TL;DR: There is no way to do that!

Detailing this:

How exactly would you want threads to respond "non colaboratively"?

The mechanism mentioned in the video, btw, is an internal mechanism to be used by the Python runtime itself, in hacks such as the attempted in the lecture.

So, back to the how it should work - a signal handler is a registred callback, so even if this would be exposed for Python code - a per-thread signal callback, making this work would be much harder than simply have a queue from where to read instructions from. (and registering a per-thread callback can hardly be said to be "non collaborative" on the thread side).

Anyway, no. Once a Python thread is running, it will keep running until it is "out of code" (it returns from the entry function passed as "target" argument when starting the thread). One can force this to happen by consuming elements from a Queue for inter-thread communication, and given a proper signal on the queue, raise an exception, or break out of a worker-loop. (the pattern known as "poison pill"). That is just how it works.

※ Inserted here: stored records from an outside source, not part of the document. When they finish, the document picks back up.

PR #6008, opened 2026-04-29
Fix Nested Sub Pages doc demo link target and label

falkoschindler:
### Motivation

In the Nested Sub Pages documentation demo, the link inside `other()` labeled "Go to main" was ambiguous — the outer `main` and the nested `sub_main` were both essentially called "main". Worse, the commented real-code line `ui.link('Go to main', '/')` would actually navigate to the _outer_ main, while the rendered FakeSubPages demo (which resolves `/` against the nested routes) showed `sub_main`. So the comment and the demo disagreed on what the link does.

Reported by @aisartag in #5999.

### Implementation

- Rename the link label from "Go to main" to "Go to sub main" so it's unambiguous which page is meant.
- Change the commented real-code URL from `/` to `/other` so a reader copying the snippet actually lands on `sub_main` (outer matches `/other` → `other()` → nested `/` → `sub_main`), matching what the rendered demo shows.

### Progress

### DIFF
--- a/website/documentation/content/sub_pages_documentation.py
+++ b/website/documentation/content/sub_pages_documentation.py
@@ -328,7 +328,7 @@ def nested_sub_pages_demo():
 
     def other():
         ui.label('sub page')
-        # ui.link('Go to main', '/')
+        # ui.link('Go to sub main', '/other')
         # ui.link('Go to A', '/other/a')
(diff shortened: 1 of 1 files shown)


evnchn (approved):
makes sense

PR #6012, opened 2026-04-29
Dedent `ui.mermaid` content like `ui.markdown` does

falkoschindler:
### Motivation

`ui.markdown` already auto-dedents its content via `remove_indentation`, but `ui.mermaid` only stripped outer whitespace.
Identical triple-quoted strings therefore behaved differently between the two elements.

The discrepancy becomes a hard error with Mermaid's YAML front-matter (e.g. `displayMode: compact` for compact-mode Gantt charts), which requires `---` markers at column 0.
Any leading indentation makes Mermaid bail out with _"Diagrams beginning with --- are not valid. If you were trying to use a YAML front-matter, please use un-indented `---` blocks"_.

Refs discussion #6011.

### Implementation

- Promote `remove_indentation` from `nicegui/elements/markdown.py` to `nicegui/helpers/strings.py` and re-export it via `nicegui.helpers`.
  It is no longer markdown-specific now that `ui.mermaid` uses it as well, and lifting it removes the cross-element dependency from `mermaid` → `markdown`.
- Update all existing call sites (`code`, `markdown`, `restructured_text`, `tests/test_vbuild.py`, three website files) to import from the new location.
- Use `remove_indentation` inside `Mermaid._handle_content_change`, replacing the previous `content.strip()` calls.
  Since `remove_indentation` already drops leading whitespace-only lines and produces no leading whitespace on the first line, no extra `.strip()` is needed; Mermaid is fine with any trailing whitespace.
- Add a regression test `test_mermaid_with_yaml_frontmatter` that places a YAML front-matter block inside an indented triple-quoted string and verifies the chart renders without a syntax error.

This is not a breaking change in practice: Mermaid is whitespace-insensitive at the start of lines for every diagram type, so removing a uniform leading indent is a no-op for existing diagrams.
The four demos in `mermaid_documentation.py` continue to render identically.

### Progress

- [x] Pytest has been added.

### DIFF
--- a/nicegui/elements/code.py
+++ b/nicegui/elements/code.py
@@ -1,9 +1,9 @@
 import asyncio
 import time
 
+from ..helpers import remove_indentation
 from .button import Button as button
 from .markdown import Markdown as markdown
-from .markdown import remove_indentation
 from .mixins.content_element import ContentElement
 from .timer import Timer as timer
 
--- a/nicegui/elements/markdown.py
+++ b/nicegui/elements/markdown.py
@@ -8,6 +8,7 @@ from fastapi.responses import PlainTextResponse
 from pygments.formatters import HtmlFormatter  # pylint: disable=no-name-in-module
 
 from .. import core
+from ..helpers import remove_indentation
 from .mixins.content_element import ContentElement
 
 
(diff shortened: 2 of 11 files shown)


evnchn (approved):
Refactor looks sound (trusting your AI agent). On my end I watch for the empirical results:

Image

Please merge only after "Claude, is it safe to dedent all Mermaid diagrams automatically" yields a Yes.

falkoschindler:
@evnchn Yes, Claude couldn't come up with a counter example where existing Mermaid code would break after this change. 👍🏻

And in Python 3.12, where one can make use of "subinterpreters" that are GIL free, the same logic applies - but that the entry point, instead of being a function is a string of code: if the code evaluated from the string "ends", the interpreter goes idle - and one has to explicitly shut it down. But there are no mechanisms other than shutting down an idle subinterpreter that are meant to be used. (Although one can make a call to shutdown a non-idle subinterpreter, that will more likely than not lead to a Python runtime crash).